To expand, p value tells you significance (more precisely the likelihood of the effect if there were no underlying difference). But if you observe it over and over again and pay attention to one value, you've subverted the measure.

Thompson/multi-armed bandit optimizes for outcome over the duration of the test, by progressively altering the treatment %. The test runs longer, but yields better outcomes while doing it.

It's objectively a better way to optimize, unless there is time-based overhead to the existence of the A/B test itself. (E.g. maintaining two code paths.)


I just wanted to affirm what you are doing here.

A key point here is that P-Values optimize for detection of effects if you do everything right, which is not common as you point out.

> Thompson/multi-armed bandit optimizes for outcome over the duration of the test.

Exactly.


The p value is the risk of getting an effect specifically due to sampling error, under the assumption of perfectly random sampling with no real effect. It says very little.

In particular, if you aren't doing perfectly random sampling it is meaningless. If you are concerned about other types of error than sampling error it is meaningless.

A significant p-value is nowhere near proof of effect. All it does is suggestively wiggle its eyebrows in the direction of further research.


> likelihood of the effect if there were no underlying difference

By "effect" I mean "observed effect"; i.e. how likely are those results, assuming the null hypothesis.


Many years ago I was working for a large gaming company and I was the one who developed a very optimal and cheap way to split any cluster of users into A/B groups. The company was extremely happy with how well that worked. However I did some investigation on my own a year later to see how the business development people were using it and... Yeah, pretty much what you said. They were literally brute forcing different configuration until they(more or less) got the desired results.


Microsoft has a seed finder specifically aimed at avoiding a priori bias in experiment groups, but IMO the main effect is pushing whales (which are possibly bots) into different groups until the bias evens out.

I find it hard to imagine obtaining much bias from a random hash seed in a large group of small-scale users, but I haven't looked at the problem closely.


We definitely saw bias, and it made experiments hard to launch until the system started pre-identifying unbiased population samples ahead of time, so the experiment could just pull pre-vetted users.


This is form of "interim analysis" [1].

[1] https://en.wikipedia.org/wiki/Interim_analysis


And yet this is the default. As commonly implemented, a/b testing is an excellent way to look busy, and people will actively resist changing processes to make them more reliable.

I think this is not unrelated to the fact that if you wait long enough you can get a positive signal from a neutral intervention, so you can literally shuffle chairs on the Titanic and claim success. The incentives are against accuracy because nobody wants to be told that the feature they've just had the team building for 3 months had no effect whatsoever.

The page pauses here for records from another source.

PR #1588, opened 2020-09-16
use latest campaigns demo video

sqs:
Uses the newest video for campaigns (https://www.youtube.com/watch?v=EfKwKFzOs3E). See https://github.com/sourcegraph/sourcegraph/issues/13150.

cc @mrnugget


mrnugget:
Should we also use it on https://sourcegraph.com/campaigns? That's still showing the old video.

PR #1592, opened 2020-09-17
Add Campaigñeros logo

mrnugget:
We decided on this in today's sync. Once Erik is back we can do an even better logo.


LawnGnome (approved):
¡Si!

PR #1555, opened 2020-09-11
Move all job descriptions to handbook from careers repo

christinaforney:
- Creates company/careers.md from careers repo README (PR: https://github.com/sourcegraph/careers/pull/126)
- Moves all job descriptions from careers repo into <department>/roles/<job_descriptions>
- Add link "Go back to careers page for all open positions" to bottom of every open req.
- Creates "Roles" page for each 
- Creates people-ops/hiring and puts all hiring/interview related pages there
- Moves job description template and reference check questions from interviews repo to handbook.
- Changes about site careers footer link to go to company/careers.md, updates jobs page button to go there also.

PR #1150, opened 2020-07-03
handbook: Document 2021 Q1 Engineering org plan

tsenart:
This change set documents our current 2021 Q1 engineering org plan and will be kept up to date as it changes.

Any new feedback is always welcome! Please share it.

PR #1600, opened 2020-09-18
Add development tools team

pecigonzalo:
This still a draft which is 90% a copy of the Distribution role.

- [x] Requires: https://github.com/sourcegraph/about/pull/1555

#### Tasks
- [ ] Define vision and goals
- [ ] Define hiring requirements and interview process

/cc @nicksnyder


nicksnyder:
the diff here includes some things that aren't what you made

pecigonzalo:
@nicksnyder Its intentional, this requires #1555 which moves the JDs here.

handbook/engineering/developer-tools/index.md
```diff
@@ -0,0 +1,15 @@
+# Developer tools team
```
nicksnyder, line 1: I think the right way to document this is not to document a new team that doesn't exist, but instead add a goal to the distribution team and document this in the distribution team's growth plan (e.g. we will grow this team and plan on spinning off a dev tools team in the future.

Examples:
https://about.sourcegraph.com/handbook/engineering/web#growth-plan
https://about.sourcegraph.com/handbook/engineering/cloud#growth-plan

nicksnyder:
I merged that PR so you can rebase

handbook/engineering/developer-tools/index.md
pecigonzalo: I can merge this back to distribution, but I was actually using what we did in https://github.com/sourcegraph/about/pull/1150/ for the "Backend infrastructure team" as an example.

pecigonzalo:
This still a draft and Im still changing it.

handbook/engineering/developer-tools/index.md
nicksnyder: Ah, I didn't realize we still had that (we had some other prospective teams that I deleted and merged back into existing teams).

You can leave this if you want, but also update the distribution team to reference the growth plan.

pecigonzalo: I would like to keep it as an initial idea of that team's vision and goals, but I will add this to distribution's a distribution growth plan so its reflected there.

handbook/engineering/developer-tools/index.md
```diff
@@ -0,0 +1,15 @@
...
+
+**The developer tools team does not yet exist** and currently works as part of the [distribution team](../distribution/index.md).
+
+## Vision
+
+Create tools, systems and workflows that empower Sourcegraph engineers to work more efficiently and build quality products.
```
tsenart, line 7: This seems to have overlap with some of the goals the future [Backend Infrastructure team was supposed to have](https://about.sourcegraph.com/handbook/engineering/backend-infrastructure#vision). Is there a way to articulate this to remove this ambiguity? Or is there some actual overlap that we need to remove?

pecigonzalo: Do you mean the vision or the goals below? I think both teams will likely have similar goals, but target different parts.
As I understand the backend team will focus more on internal libraries, while this team will focus on CI/CD and dev tooling.

tsenart: I meant the vision.

> I think both teams will likely have similar goals, but target different parts.

Agreed. Can we make it clear what those differences are in the Vision statement?

> As I understand the backend team will focus more on internal libraries

Libraries and shared infrastructure.

pecigonzalo: > Libraries and shared infrastructure.

What type of shared infrastructure? Do you have something in mind?

> Can we make it clear what those differences are in the Vision statement?

Ill give it a look as I continue to update this document, is there a particular concern or a suggestion you have in mind? I dont think there is that much overlap to cause a problem at the moment.

tsenart: > What type of shared infrastructure? Do you have something in mind?

Examples: git-server and postgres.

> is there a particular concern or a suggestion you have in mind? I dont think there is that much overlap to cause a problem at the moment.

Just want to make sure we're aligned on these teams vision & long term goals and that its clear what their domains of ownership are. Would a candidate be able to understand the difference by reading the two teams pages?

pecigonzalo: I believe they would.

This is surely more optimal if you do the statistics right? I mean I'm sure they didn't but the intuition that you can stop once there's sufficient evidence is correct.

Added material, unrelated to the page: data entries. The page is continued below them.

PR #1601, opened 2020-09-18
onboarding: ask for invite to Percy and Chromatic

tjkandala:
Question: what do we call software engineers who work on the frontend?  Common titles: frontend developer, web developer, frontend engineer, software engineer - frontend. We use "software engineer - frontend" on the hiring page, but that wouldn't sound right here ("Ask a software engineer - frontend").

Edit: Added Chromatic as well

### DIFF
--- a/handbook/engineering/onboarding.md
+++ b/handbook/engineering/onboarding.md
@@ -31,6 +31,7 @@ Your manager should complete the following steps when you join:
   - [HoneyComb.io](https://www.honeycomb.io/)
   - Ask Christina to send an invite to [Productboard](https://sourcegraph.productboard.com)
   - Ask a member of the Design team to invite as "Viewer" to [Figma](https://figma.com)
+  - Ask a frontend engineer to invite you to [Percy](https://percy.io/) (optional; recommended for frontend engineers)
 
 ## Weeks 1-3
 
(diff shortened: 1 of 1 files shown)


handbook/engineering/onboarding.md
```diff
@@ -31,6 +31,8 @@ Your manager should complete the following steps when you join:
   - [HoneyComb.io](https://www.honeycomb.io/)
   - Ask Christina to send an invite to [Productboard](https://sourcegraph.productboard.com)
   - Ask a member of the Design team to invite as "Viewer" to [Figma](https://figma.com)
+  - Ask a frontend engineer to invite you to [Percy](https://percy.io/) (optional; recommended for frontend engineers)
+  - Ask a frontend engineer to invite you to [Chromatic](https://www.chromatic.com/) (optional; recommended for frontend engineers)
```
nicksnyder, line 35: This is the EM section, so this should probably be under "Grant access to necessary services".

Is this applicable to all engineers? Should there be web specific onboarding section?

tjkandala: I originally intended to add this to the web team page, but I noticed that non-web engineers were unable to approve small UI changes on Percy or Chromatic. If we made these services visible during onboarding, they wouldn't have to wait for frontend engineers' approval for changes to copy. 

I also need to formalize + document the UI review process. Search for "chromatic" in the handbook returns 1 real result, which is the Product team onboarding page.

tjkandala: Inspired by this thread: https://sourcegraph.slack.com/archives/C07KZF47K/p1600439726004300

felixfbecker: Chromatic uses GitHub permissions, so afaik there is no way or necessity to "invite" people. Agree though that we should document the review process more. The idea here was that the @sourcegraph/design team has the authority over the UI review, while engineers have the authority over the code review. Engineers may stamp small/obvious changes too though (just like with code).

Bear in mind many people aren’t doing the statistics right.

I’m not an expert but my understanding is that it’s doable if you’re calculating the correct MDE based on the observed sample size, though not ideal (because sometimes the observed sample is too small and there’s no way round that).

I suspect the problem comes when people don’t adjust the MDE properly for the smaller sample. Tools help but you’ve gotta know about them and use them ;)

Personally I’d prefer to avoid this and be a bit more strict due to something a PM once said: “If you torture the data long enough, it’ll show you what you want to see.”


Perhaps he was using a sequential test.


Which company was this? was it by chance SnapTravel?


Experimentation for Engineers: From A/B Testing to Bayesian Optimization. by David Sweet

This book is really great, and I highly recommend it, it goes broader than A/B, but covers everything quite well from a first principles perspective.

https://www.manning.com/books/experimentation-for-engineers



I am a novice in this domain bu loved the interactive format of tig yog and found it really helpful

Also, this reminds me I need to finish the course!


My blog has tons of articles about A/B testing, with math and Python code to illustrate. Good starting point:

https://bytepawn.com/five-ways-to-reduce-variance-in-ab-test...


Just as some basic context, there are two related approaches to A/B testing. The first comes from statistics, and is going to look like standard hypothesis testing of differences of means or medians. The second is from Machine Learning and is going to discuss multi-armed bandit problems. They are both good and have different tradeoffs. I just wanted you to know that there are two different approaches that are both valid.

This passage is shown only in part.